> WHAT YOU SHOULD DO: Pull every line that includes the word "compiler" out of the data below and copy it.

[Items from a data source]
PR #56048, opened 2023-10-09
Do not narrow using JSDoc type assertion nodes

Andarist:
spotted by @jakebailey [here](https://github.com/microsoft/TypeScript/pull/56035#issuecomment-1753571444)

### DIFF
--- a/src/compiler/binder.ts
+++ b/src/compiler/binder.ts
@@ -173,6 +173,7 @@ import {
     isJSDocEnumTag,
     isJSDocTemplateTag,
     isJSDocTypeAlias,
+    isJSDocTypeAssertion,
     isJsonSourceFile,
     isJsxNamespacedName,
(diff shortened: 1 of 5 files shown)


jakebailey:
Just to further describe things, `switch (value as "a" | "b")` or `switch (value satisfies "a" | "b")` don't allow narrowing to work today, but `switch (/** @type {"a" | "b"} */ (value))` _does_, because the existing code thinks it can skip parens safely. But, that type assertion in JS should behave just like `as/satisfies`.

jakebailey:
@typescript-bot test top200
@typescript-bot run dt
@typescript-bot pack this

jakebailey (approved):
This seems correct to me. Technically a breaking change but not one I expect anyone has ever encountered.

sandersn (approved):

> EXERCISE OUTPUT:
--- a/src/compiler/binder.ts
+++ b/src/compiler/binder.ts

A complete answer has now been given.